As OpenAI stated upon GPT-4’s release, there is too much downside for the outfit in revealing more than it does. “Given both the competitive landscape and the safety implications of large-scale models like GPT-4, this report contains no further details about the architecture (including model size), hardware, training compute, dataset construction, training method, or similar.”
The same is true of every large language model currently. Google’s Bard chatbot, for example, is based on the LaMDA language model, which is trained on datasets based on internet content called Infiniset. But little else is known about it other than what Google’s research team wrote a year ago, which is that — at some period in the past — it incorporated 2.97 billion documents and 1.12 billion dialogs with 13.39 billion utterances.
Regulators are grappling with what to do.
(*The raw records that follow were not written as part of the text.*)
PR #258, opened 2023-08-23
fix: add pre-commit lint hook to husky

### LINKED ISSUE #241: Add githook to run linting on commits to the repo
Currently there is no way to insure that all files are linted as per the config before they are committed. We only get alert after pushing it to repo and running the lint workflow.

A githook that runs on each commit and runs the ```npm run lint``` script. In case of any error, it should fail the commit and ask the user to fix the issue.

Currently we already have a GitHub Workflow that runs after each commit and on creating a PR.

**Additional context**
Originally discussed in #238

vaibssingh:
Closes #241 

@JamieSlome Tested and verified on local by creating linting issues and then trying to commit. This fixes any auto fixable issues and doesn't allow the commit to go through if it can't fix them all. User can see the errors in the ```Command Output``` as well in the ```Problems``` console where it would be highlighted already.

As for the separate ```.prettierrc``` file that we had discussed, we don't really need this one here as we are already using ```eslint-plugin-prettier``` and ```eslint-config-prettier``` which essentially combine eslint with prettier to work together and work to avoid any conflicts. In case any conflicts still come up or specific customisation is needed, they are defined in the rules object in the ```eslintrc.cjs``` file. For more details, you can refer [here](https://prettier.io/docs/en/integrating-with-linters).

### DIFF
--- a/.husky/commit-msg
+++ b/.husky/commit-msg
@@ -1,4 +1,4 @@
 #!/usr/bin/env sh
 . "$(dirname -- "$0")/_/husky.sh"
 
-npx --no -- commitlint --edit ${1}
+npx --no -- commitlint --edit ${1} && npm run lint


JamieSlome:
@vaibssingh - very clear and as usual, thank you for your contribution 👍 

One thing I was thinking; on the PR checks, we get a duplication of linting review on push and pull request - do we need both?

vaibssingh:
Yeah I saw that too. Let's keep it only for pull requests since we already have one is place for push. Let me know if you are okay with this. :)

PR #263, opened 2023-08-24
fix: run lint check only on pull requests

vaibssingh:
Runs lint workflow only on pull requests instead of the previous behaviour where it was running on push as well as pull requests.

Discussed in #258


JamieSlome:
Thanks, @vaibssingh 👍

PR #219, opened 2023-08-04
Merging upstream changes into mvp

maoo:
There are 264 changes on `main` branch that are not ported into the `mvp` branch, which is the most feature-complete one.

PR #266, opened 2023-08-25
fix: cleanup deprecated behaviour from react-router

coopernetes:
preface: not well versed in front-end or React. Tidying up a series of errors seen when pulling up the ui. A follow-up from #185 

- fix redirect from `/login` to `/admin` on submit. It would dump you back to the main login page and wouldnt redirect.
- fix below error when loading `/admin` by replacing `<Navigate />` with a `<Route ...element={<Navigate />} />` component:
    ```
    Uncaught Error: [Navigate] is not a <Route> component. All component children of <Routes> must be a <Route> or <React.Fragment>
    ```

- make parent route /admin/* so children are routed correctly:
    ```
    You rendered descendant <Routes> (or called `useRoutes()`) at "/admin" (under <Route path="/admin">) but the parent route path has no trailing "*". This means if you navigate deeper, the parent won't match anymore and therefore the child routes will never render.
    ```
- convert raw props to useParams() in components with URL path params
    ```
    props.match is undefined
    ```
- in /admin/* Route setup, pass components as elements via JSX to resolve error:
    ```
    Functions are not valid as a React child. This may happen if you return a Component instead of <Component /> from render.
    ```

### DIFF
--- a/src/index.jsx
+++ b/src/index.jsx
@@ -20,7 +20,7 @@ const hist = createBrowserHistory();
 ReactDOM.render(
   <Router history={hist}>
     <Routes>
-      <Route exact path="/admin" element={<Admin />} />
+      <Route exact path="/admin/*" element={<Admin />} />
       <Route exact path="/login" element={<Login />} />
       <Route exact path="/" element={<Navigate from="/" to="/login" />} />
     </Routes>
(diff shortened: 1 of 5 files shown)


coopernetes:
Realized this may conflict with a lot of changes in #219 - if it's not worth fixing at the moment, this can be closed until after that is merged.

JamieSlome (approved):
LGTM! 🍰

JamieSlome:
@coopernetes - not a problem to merge, as I am taking care of a large bulk of the reconciliation between `mvp` and `main` internally, and then will shortly publish the merge. Your changes are nice and discrete so easy to merge in 👍

Issue #275, opened 2023-09-04
feat: Add Dockerfile for container-based deploys


coopernetes:
**Is your feature request related to a problem? Please describe.**
It's very common in cloud-based deployments to ship a Docker/OCI container for web applications & servers. It would be useful if we provided a default Dockerfile for users building & deploying git-proxy from source to be able to conveniently build the project and create a Docker image. 

As part of a release of git-proxy, the project could also publish a Docker image to [Docker Hub](https://hub.docker.com) under a FINOS namespace for users to simply reuse directly.

**Describe the solution you'd like**
- add a Dockerfile to the repository to build git-proxy as a container image (see https://github.com/finos/git-proxy/pull/269/commits/095cc3a1b48db5ab13fce152585045567282e0e8 for an example)
- build & push an image as part of the release process

**Describe alternatives you've considered**
- we already publish a runnable package to NPM so this may be extraneous. A user Dockerfile could be something as simple as:

```Dockerfile
FROM node:18
ARG GITPROXY_VERSION="1.0.0"

RUN npm install -g @finos/git-proxy@$GITPROXY_VERSION

ENTRYPOINT ["git-proxy"]
```

Rajdeep1311:
I would like to see to this issue.

JamieSlome:
@Rajdeep1311 - awesome, thanks for getting involved! 🤝

I'll assign the issue to you!

Rajdeep1311:
Thanks sir @JamieSlome

JamieSlome:
@Rajdeep1311 - of course! Feel free to post any questions you have here.

I am happy to help and I am sure @coopernetes will be able to provide some guidance as well.

How can we help?

Rajdeep1311:
I created a dockerfile, built a docker image out of it, and ran it but having some issues with the port, it should run on 3000 but firewall problems I guess

coopernetes:
@Rajdeep1311 git-proxy runs on 8000 for the proxy server and 8080 for the management UI. You will need to expose those ports and not 3000.

Rajdeep1311:
Okay sir

Rajdeep1311:
Sir actually I am new to DevOps, Can you help which file is to be used to create the docker file @coopernetes

Rajdeep1311:
Also, I have tried something, if you can see to it, I would like to demonstrate @coopernetes

coopernetes:
[...]

PR #282, opened 2023-09-13
feat: Add Dockerfile for container-based deploys #275 (solved)

Rajdeep1311:
Solved issue #275

### DIFF
--- a/Dockerfile
+++ b/Dockerfile
@@ -1,5 +1,5 @@
 # Use an official Node.js runtime as a parent image
-FROM node:14
+FROM node:18
 
 # Set the working directory to /app
 WORKDIR /app
--- a/Dockerfile
+++ b/Dockerfile
@@ -1,0 +1,22 @@
+# Use an official Node.js runtime as a parent image
+FROM node:14
+
+# Set the working directory to /app
+WORKDIR /app
+
+# Copy package.json and package-lock.json to the container
+COPY package*.json ./
+
+# Install project dependencies
+RUN npm install
+
+# Copy the rest of the application code to the container
+COPY . .
+
+# Expose the port that your application listens on
+EXPOSE 8000
+
+EXPOSE 8080
+
+# Define the command to run your application
+CMD ["npm", "start"]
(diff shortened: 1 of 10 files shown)


Rajdeep1311:
Okay sir

Dockerfile
```diff
@@ -0,0 +1,22 @@
...
+# Copy the rest of the application code to the container
+COPY . .
+
+# Expose the port that your application listens on
+EXPOSE 8000
+
+EXPOSE 8080
+
+# Define the command to run your application
+CMD ["npm", "start"]
```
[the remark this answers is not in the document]
Rajdeep1311: Should I use yarn?

Dockerfile
```diff
@@ -0,0 +1,22 @@
...
+FROM node:18
+
+# Set the working directory to /app
+WORKDIR /app
+
+# Copy package.json and package-lock.json to the container
+COPY package*.json ./
+
+# Install project dependencies
+RUN npm install
```
coopernetes, line 11:
```suggestion
RUN npm ci --omit=dev --ignore-scripts
```

Rajdeep1311: Okay sir

Dockerfile
```diff
@@ -0,0 +1,22 @@
...
+
+# Copy the rest of the application code to the container
+COPY . .
```
coopernetes, line 14: Combine this with the multi-stage change above.
```suggestion
FROM node:18-slim

COPY --from=build /app/node_modules/ node_modules/
COPY . .
```

Dockerfile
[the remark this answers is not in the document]
coopernetes: > Should I use yarn?
This project does not use yarn at the moment. 

1. There is an [existing `ENTRYPOINT` script in the node image which you should use directly](https://github.com/nodejs/docker-node/blob/main/docker-entrypoint.sh). 
2. npm should never be used to start a Node application because [npm swallows the exit signals that container runtimes send](https://github.com/nodejs/docker-node/blob/main/docs/BestPractices.md#cmd), which can and will interfere with those runtimes trying to stop & gracefully shutdown containers running git-proxy.

```suggestion
CMD ["index.js"]
```

coopernetes (changes requested):

PR #313, opened 2023-10-18
Add note re. ssh support

maoo:


JamieSlome:
@maoo @TheJuanAndOnly99 are we able to only run documentation previews only when we change the contents of the `website` folder?

TheJuanAndOnly99:
@JamieSlome to trigger previews on all changes you can add a netlify.toml file to the root of the project just like this one https://github.com/finos/software-project-blueprint/blob/main/netlify.toml.

PR #325, opened 2023-10-25
Add `netlify.toml` with build base directory specified

### LINKED ISSUE #324: Only run doc build process with changes are made exclusively to the docs
On every pull request, the documentation preview, build, and deploy process happens. We only want this to occur on pull requests and commits that directly change the `website` folder, which holds all of the documentation website content.

JamieSlome:
Closes #324

### DIFF
--- a/netlify.toml
+++ b/netlify.toml
@@ -1,2 +1,2 @@
 [build]
-   base = "/website"
+  ignore = "git diff --quiet $CACHED_COMMIT_REF $COMMIT_REF . ../{docs,website}/"
--- a/netlify.toml
+++ b/netlify.toml
@@ -1,2 +1,2 @@
 [build]
-   base = "./website"
+   base = "/website"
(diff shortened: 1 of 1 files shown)


maoo:
Thanks for this @JamieSlome !

I'm not sure this is the right solution (in fact, this PR should not have triggered the build/preview in theory); please keep in mind that we also need to rebuild against changes to the `docs` folder.

I'd suggest the following content on netlify.toml:
```
[build]
  ignore = "git diff --quiet $CACHED_COMMIT_REF $COMMIT_REF . ../{docs,website}/"
```

This is currently working for FDC3, see https://github.com/finos/FDC3/blob/master/netlify.toml

JamieSlome:
How can we re-test this @mao?

maoo:
@JamieSlome , just realised that `docs` is a subfolder of `website`, so we can probably update this to :

```
[build]
  ignore = "git diff --quiet $CACHED_COMMIT_REF $COMMIT_REF . ../website/"
```

Re. testing, it's probably ok to merge and run some PRs to see what's going on. I know it's not ideal.

JamieSlome:
Updated, but still seems to be running even on this PR (@maoo)

maoo:
> Updated, but still seems to be running even on this PR (@maoo)

Could be that netlify.toml changes always triggers a build? Found this discussion to be relevant - https://answers.netlify.com/t/builds-cancelled-for-a-new-branch-due-to-no-content-change/17169

I'd try to merge some of these changes to main and see if there's any change in behaviour.

Issue #1448, opened 2019-02-08
no member as GetObject


emnkoksal:
I want to get Object just like in tutorial:

http://rapidjson.org/md_doc_tutorial.html

document.GetObject()

However it gives me this error:

no member named GetObjectA in rapidjson::GenericDocument<rapidjson::UTF8<>> did you mean GetObject

I cannot use GetObject() with neither rapidjson::Document, nor rapidjson::Value, etc.

How could I use GetObject()?

jcmonnin:
This is most likely because of the `GetObject` macro defined in the windows headers (in wingdi.h):

    WINGDIAPI int   WINAPI GetObjectA(__in HANDLE h, __in int c, __out_bcount_opt(c) LPVOID pv);
    WINGDIAPI int   WINAPI GetObjectW(__in HANDLE h, __in int c, __out_bcount_opt(c) LPVOID pv);
    #ifdef UNICODE
    #define GetObject  GetObjectW
    #else
    #define GetObject  GetObjectA
    #endif // !UNICODE

Long time ago some genius at microsoft thought it was a good ideal to redefine the meaning of `GetObject` in the whole world. When "windows.h" is included systematically, there is no problem as the rapidjson `GetObject` gets translated to `GetObjectA` or `GetObjectW` everywhere. When you have "windows.h" in some places, then the trouble start. In my code I have to do some workaround to make sure I never include "windows.h" together with rapidjson. When I had that issue, I was surprised I couldn't find much about this online. I guess this must be a rather common problem.

firewave:
I was able to work around this issue by adding the following after all includes:

```
#ifdef _MSC_VER
#undef GetObject
#endif
```

smeualex:
I faced now the same issue.
I'm including <windows.h> in my logger class and needed a log when parsing a json. Long story short, my build was full of errors generated by GetLogger()

My workaround is dubious at best: I reversed the order of the includes:
```
#include "Logger/Logger.h"       // ----> this includes windows.h
#include "rapidjson/document.h"
```

This is not ok, because I hardly fixed anything and it depends on inclusion order; not to mention I'm not 100% sure why it works.

Unfortunately for the moment it's not an option to remove Windows.h from the Logger.

VikingExplorer:
I know folks are trying to make a point about the stupidity of windows.h.  You're right.

However, stubborn is as stubborn does.  All the authors of this library have to do is to rename their function to get_object

ElJaviLuki:
[...]

PR #1831, opened 2021-01-20
Fix Conflict between rapidjson::GenericValue<···>::GetObject() vs GetObject macro in the windows headers (wingdi.h)

ElJaviLuki:
Fix Function Name Conflict between rapidjson::GenericValue<···>::GetObject() and GetObject macro defined in the windows headers (wingdi.h)

### DIFF
--- a/example/archiver/archiver.cpp
+++ b/example/archiver/archiver.cpp
@@ -9,8 +9,8 @@ using namespace rapidjson;
 
 struct JsonReaderStackItem {
     enum State {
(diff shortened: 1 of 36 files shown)


miloyip:
This will break all existing user code.

hendrikmuhs:
I proposed an alternative in https://github.com/Tencent/rapidjson/issues/1448#issuecomment-819285668

I happily create a PR if this gets positive feedback.

Issue #1835, opened 2021-01-28
Allow all validation failures to be reported


smhdfdl:
My requirement is to parse and validate a JSON document received from a remote source against a JSON schema, and to report all the validation failures in the document.  In other words, do not quit when the first validation failure is encountered, but instead add all failures to the validator's error structure.  The software that will use RapidJSON already does this for XML documents that are validated with XML Schema, and text/binary documents that are parsed and validated with DFDL schema.

smhdfdl:
I will shortly be submitting a PR to provide this feature.

smhdfdl:
PR merged

Issue #1836, opened 2021-01-28
Provide human-readable validation failure messages


smhdfdl:
My requirement is to parse a JSON document received from a remote source against a JSON schema, and to report validation failures in a human-readable way.  RapidJSON already provides such messages for parse errors, it would be nice to do the same for validation failures too.

smhdfdl:
I will shortly be submitting a PR to provide this feature.

Issue #1805, opened 2020-12-11
Access violation on Windows only when Append() to PointerType() with own allocator


smhdfdl:
I have made a prototype change to `schema.h` in my fork so that property dependency errors appear in the same format as schema dependency errors. (See issue #1835 and PR #1837). This required that I create a new `schemaRef` pointer that appends `/dependencies/{sourceName}` to the invalid schema pointer in order to correctly reflect the schema location. Unit tests updated to expect the new error format. The code to do this is in `EndMissingDependentProperties()`. Specifically, note the two lines below where I get an existing PointerType created earlier by a Schema and append to it, passing an allocator `<alloc>`.

```
    void EndMissingDependentProperties(const SValue& sourceName) {
        if (!missingDependents_.Empty()) {
            // Create equivalent 'required' error
            ValueType error(kObjectType);
            error.AddMember(GetMissingString(), missingDependents_.Move(), GetStateAllocator());
            AddErrorInstanceLocation(error, false);
            PointerType schemaRef = GetInvalidSchemaPointer().Append(SchemaType::GetDependenciesString(), <alloc>);
            AddErrorSchemaLocation(error, schemaRef.Append(sourceName.GetString(), sourceName.GetStringLength(), <alloc>));
            ValueType wrapper(kObjectType);
            wrapper.AddMember(ValueType(SchemaType::GetRequiredString(), GetStateAllocator()).Move(), error, GetStateAllocator());
            currentError_.AddMember(ValueType(sourceName, GetStateAllocator()).Move(), wrapper, GetStateAllocator());
        }
    }
```

1) If `<alloc>` is the validator's allocator `&GetStateAllocator()` all unit tests pass but I need to change `perftest/schematest.cpp` to use a templated SchemaDocumentType and the `Schema.TestSuite` perf test fails with an assertion error. 
2) If I do **not** pass an allocator, all unit tests pass on Linux & Mac, but the `TestSuite` unit test fails on Windows, specifically failing during test `jsonschema/tests/draft4/dependencies.json "multiple dependencies" "missing dependency"`. The failure is `SEH exception with code 0xc0000005 thrown in the test body`, an access violation. 
3) If `<alloc>` is the pointer's allocator obtained via its `&GetInvalidSchemaPointer().GetAllocator()` method then all unit & perf tests pass.

The code has let me do 1) and 2) but it's not clear to me whether this should be allowed and there is a bug, or it should not be allowed.

smhdfdl:
[...]

Issue #1648, opened 2020-02-23
JSON Schema draft v6 and v7 or maybe v8 support


mohsenomidi:
Hi to all, 
Greetings!

Are there any plans to support drafts later than 4? ,For example [Draft 7](http://json-schema.org/draft-07/json-schema-release-notes.html)  or [2019-09 (formerly known as Draft 8)](http://json-schema.org/specification-links.html#2019-09-formerly-known-as-draft-8).

Regards,

DubbeleJ:
Is there any intention or is there anyone working on extending the schema validation support as suggested in this Issue?

eliveikis:
Draft 7 support needed here.

sam20908:
Needed here too.

eefan000:
+1

piggyy:
Draft v6 support needed

PR #1837, opened 2021-01-28
Fixes for issues #1835 & #1836 - Multiple validation failures and readable validation messages

smhdfdl:
This PR adds code and unit tests that fix issue #1835 and issue #1836. Apologies for the changes being together but they were made at the same time.

**1836 Readable validation messages**
- In `error.h` define an enum `ValidateErrorCode` for a set of `kValidateErrorXXX` error codes, one per validation failure type
- In `en.h` add `GetValidateError_En()` to map error code to a human-readable error message with inserts
- In `schema.h`:
  - When creating a validation error, use the error code as the primary indicator, in addition to the error keyword
  - Add `GetInvalidSchemaCode()` to validator to return the error code
  - `oneOf`: Split into two errors - 'no match' and 'multiple match' - with error code and message for each
  - `allOf`: Create in accordance to https://rapidjson.org/md_doc_schema.html#allOf-anyOf-oneOf 
  - `dependencies`: Make property dependency error look like schema dependency error (bug found - see issue #1805)
  - `additionalItems`: Correct error keyword from `items` to `additionalItems`
  - Refactor `AddErrorLocation()` 
- In `schematest.cpp` fix the expected test outputs to include error code 
- In `schemaValidator.cpp` example, add code to walk the errors and output error messages with inserts 

**1835 Multiple validation failures**
- In `schema.h`:
  - Add `ValidateFlag` enum and member `flags_` to the validator (analogous to `ParserFlag` for the reader)
  - Provide a flag `kValidateContinueOnErrorFlag`
  - Provide `GetValidateFlags()` and `SetValidateFlags()` for access to `flags_` member
  - If `kValidateContinueOnErrorFlag` set, do not set the `valid_` member and thus allow the validator to continue
  - Do **not** change macro `RAPIDJSON_INVALID_KEYWORD_RETURN` - it still always returns false (see note)
  - Change `IsValid()` to return false if `kValidateContinueOnErrorFlag` set and the `error_` object is not empty
  - Change `GetInvalidSchemaKeyword()` and `GetInvalidSchemaCode()` similarly
  - At various places ensure that internal variables are in a correct state, so that continuing after an error is safe
  - Allow sub-validators to inherit the setting of `kValidateContinueOnErrorFlag`
  - Force sub-validators for `oneOf`, `anyOf`, `allOf`, `not`, `dependencies` to **not** inherit `kValidateContinueOnErrorFlag` 
  - Add `ResetError()` to allow errors to be reset (useful for incremental parsing)
- In `schematest.h`:
  -  Add tests to exercise the validator when `kValidateContinueOnErrorFlag` set
  - Add tests to specifically exercise that validator internal variables are correctly set after an error 
  - Change `VALIDATE` and `INVALIDATE` macros 
- In `bin` folder add new `unittestschema` folder containing new schemas for tests

Notes:
1) To allow continuing after an error, I considered changing macro `RAPIDJSON_INVALID_KEYWORD_RETURN` so that it did not return `false` if `kValidateContinueOnErrorFlag` set, but instead continued. I coded a prototype, but it meant that unnecessary and unsafe processing continued (eg, creating sub-validators when type wrong).
2) The change to `allOf` error reporting. This was also made to aid the user in locating the failure, but is a change in behaviour. We could control this via a validation flag if necessary.


include/rapidjson/schema.h
```diff
@@ -113,13 +114,36 @@ inline void PrintValidatorPointers(unsigned depth, const wchar_t* s, const wchar
...
+    User can define this as any \c ValidateFlag combinations.
+*/
+#ifndef RAPIDJSON_VALIDATE_DEFAULT_FLAGS
+#define RAPIDJSON_VALIDATE_DEFAULT_FLAGS kValidateNoFlags
+#endif
+
+//! Combination of validate flags
+/*! \see
+ */
+enum ValidateFlag : unsigned {
```
miloyip, line 141: This syntax is C++11 only.

example/schemavalidator/schemavalidator.cpp
```diff
@@ -7,9 +7,124 @@
...
 using namespace rapidjson;
 
+typedef GenericValue<UTF8<>, CrtAllocator > ValueType;
+
+// Forward ref
+static void CreateErrorMessages(const ValueType& errors, size_t depth, const char* context);
+
+// Convert GenericValue to std::string
+static std::string GetString(const ValueType& val) {
+    std::string str("");
```
miloyip, line 22: How about just use Writer to output a JSON string for this conversion?

miloyip: `to_string()` is C++11 as well.

miloyip:
This PR looks promising.
Please fix errors indicated by appveyor and travis-ci.

include/rapidjson/schema.h
smhdfdl: Fixed

example/schemavalidator/schemavalidator.cpp
smhdfdl: @miloyip I didn't use Writer because this is not for writing JSON value. I just want the stringified value, for use as message insert. Writer will add double quotes for String type. Please show how you would prefer to fix this.

smhdfdl: Writer outputs JSON values, so strings are quoted, which is not what I want here. I have used ostringstream instead. (It would be nice if GenericValue had a to_string() method :) )

smhdfdl:
@miloyip One of the Travis builds is failing.  I believe this is hitting the same problem as issue #1089. Note the output from the 2nd test - the `SchemaValidator.TestSuite` is failing the `multipleOf` test, but because the `refRemote` test is expected to fail, the `multipleOf` test does **not** cause the overall `TestSuite` test to fail. I think this failure is always present.  In my new  `ContineOnErrors` test, I have added a `multipleOf failure with a value of '0.1`. This fails as explained in #1089. Please advise what we should do here. I could change my test, but it is worrying that this problem is present in the code.

```
[ RUN      ] SchemaValidator.TestSuite
Fail: jsonschema/tests/draft4/multipleOf.json "by small number" "0.0075 is multiple of 0.0001"
Fail: jsonschema/tests/draft4/refRemote.json "change resolution scope" "changed scope ref invalid"
 261 / 263 passed (99%)
 [       OK ] SchemaValidator.TestSuite (2 ms)
...
 [ RUN      ] SchemaValidator.ContinueOnErrors
 /home/travis/build/Tencent/rapidjson/test/unittest/schematest.cpp:2293: Failure
 Value of: true == d.Accept(validator)
   Actual: false
 Expected: true
 /home/travis/build/Tencent/rapidjson/test/unittest/schematest.cpp:2293: Failure
 Value of: true == validator.IsValid()
   Actual: false
 Expected: true
 /home/travis/build/Tencent/rapidjson/test/unittest/schematest.cpp:2293: Failure
 Value of: code == kValidateErrorNone
   Actual: false
 Expected: true
 /home/travis/build/Tencent/rapidjson/test/unittest/schematest.cpp:2293: Failure
 Value of: validator.GetInvalidSchemaKeyword() == 0
   Actual: false
 Expected: true
 Invalid schema: #/definitions/decimal_type
 Invalid keyword: multipleOf
 Invalid code: 1
 Invalid message: Number '%actual' is not a multiple of the 'multipleOf' value '%expected'.
 Invalid document: #/version
 Validation error: {"multipleOf":{"actual":1.0,"expected":0.1,"errorCode":1,"instanceRef":"#/version","schemaRef":"#/definitions/decimal_type"}}
 [  FAILED  ] SchemaValidator.ContinueOnErrors (0 ms)
```

miloyip:
I think that the floating point issue should not be tackled in this PR.
I suggest changing your unit test for now.

smhdfdl:
@miloyip Unit test fixed, all checks pass.

Please let me know what the outlook is for the PR being merged. I have some other changes in the pipeline, specifically to address issue #1648 and further ahead #1486.

miloyip:
Thank you for your great effort 🍺

foxtacles:
Thank you for this valuable contribution @smhdfdl!

I may have found an issue with the continuation of the schema validation during an experiment of mine:

```
rapidjson::Document schema;
rapidjson::Document input;

schema.Parse("{\"type\":\"string\", \"anyOf\":[{\"maxLength\":2}]}");
input.Parse("3");

auto schema_document = rapidjson::SchemaDocument(schema);
rapidjson::SchemaValidator validator(schema_document);
validator.SetValidateFlags(rapidjson::RAPIDJSON_VALIDATE_DEFAULT_FLAGS | rapidjson::kValidateContinueOnErrorFlag);
input.Accept(validator);
```

This program crashes when setting the `kValidateContinueOnErrorFlag`. It completes successfully when the flag is not set. It also completes successfully (with or without the flag) if the `anyOf` array in the schema is empty. I don't have more time right now to investigate, but maybe you are able to reproduce the issue and provide a fix. Thank you!

smhdfdl:
@foxtacles Thanks for trying out the updated code, and for finding the crash. It is a bug. Fixed in PR #1844.

PR #1844, opened 2021-02-12
After PR 1837, fix crash where simple type with sub-schema has a bad value

smhdfdl:
See comment from @foxtacles here https://github.com/Tencent/rapidjson/pull/1837#issuecomment-777717462.

Scenario is a schema fragment with sub-schemas (eg, `anyOf`). If such a schema is flagged with an error (eg, type wrong) then the sub-validators for those schemas will not get created because `Schema::CreateParallelValidators()` is not called. When the validator is subsequently called for its `EndValue()` event, and the continue-on-error flag is set, it in turn calls `Schema::EndValue()` but this does not check that it has sub-validators before calling `context.validators[i]->IsValid()`. This causes the crash described in https://github.com/Tencent/rapidjson/pull/1837#issuecomment-777717462.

OpenAI — whose technology in particular is spreading like wildfire — is already in the crosshairs of a growing number of countries, including the Italian authority, which has blocked the use of ChatGPT. French, German, Irish, and Canadian data regulators are also investigating how it collects and uses data.
But as Margaret Mitchell, an AI researcher who was formerly Google’s AI ethics co-lead, tells the outlet Technology Review, it might be nearly impossible at this point for these companies to identify individuals’ data and remove it from their models.
As explained by the outlet: OpenAI “could have saved itself a giant headache by building in robust data record-keeping from the start, [according to Mitchell]. Instead, it is common in the AI industry to build data sets for AI models by scraping the web indiscriminately and then outsourcing the work of removing duplicates or irrelevant data points, filtering unwanted things, and fixing typos.”
How to save a life
That these tech companies may actually have limited understanding of what’s now in their models is an obvious challenge to the “data dignity” proposal of Lanier, who calls Altman a “colleague and friend” in his New Yorker piece.
Whether it renders it impossible is something only time will tell.
Certainly, there is merit in wanting to give people ownership over their work, and frustration over the issue could certainly grow as more of the world is reshaped with these new tools.
Whether or not OpenAI and others had the right to scrape the entire internet to feed its algorithms is already at the heart of numerous and wide-ranging copyright infringement lawsuits against them.
But it’s so-called data dignity could also go a long way toward preserving humans’ sanity over time, suggests Lanier in his fascinating New Yorker piece.
As he sees it, universal basic income “amounts to putting everyone on the dole in order to preserve the idea of black-box artificial intelligence.” Meanwhile, ending the “black box nature of our current AI models” would make an accounting of people’s contributions easier — making them far more likely to continue making contributions.
Importantly, Lanier adds, it could also help to “establish a new creative class instead of a new dependent class.” And which would you prefer to be a part of?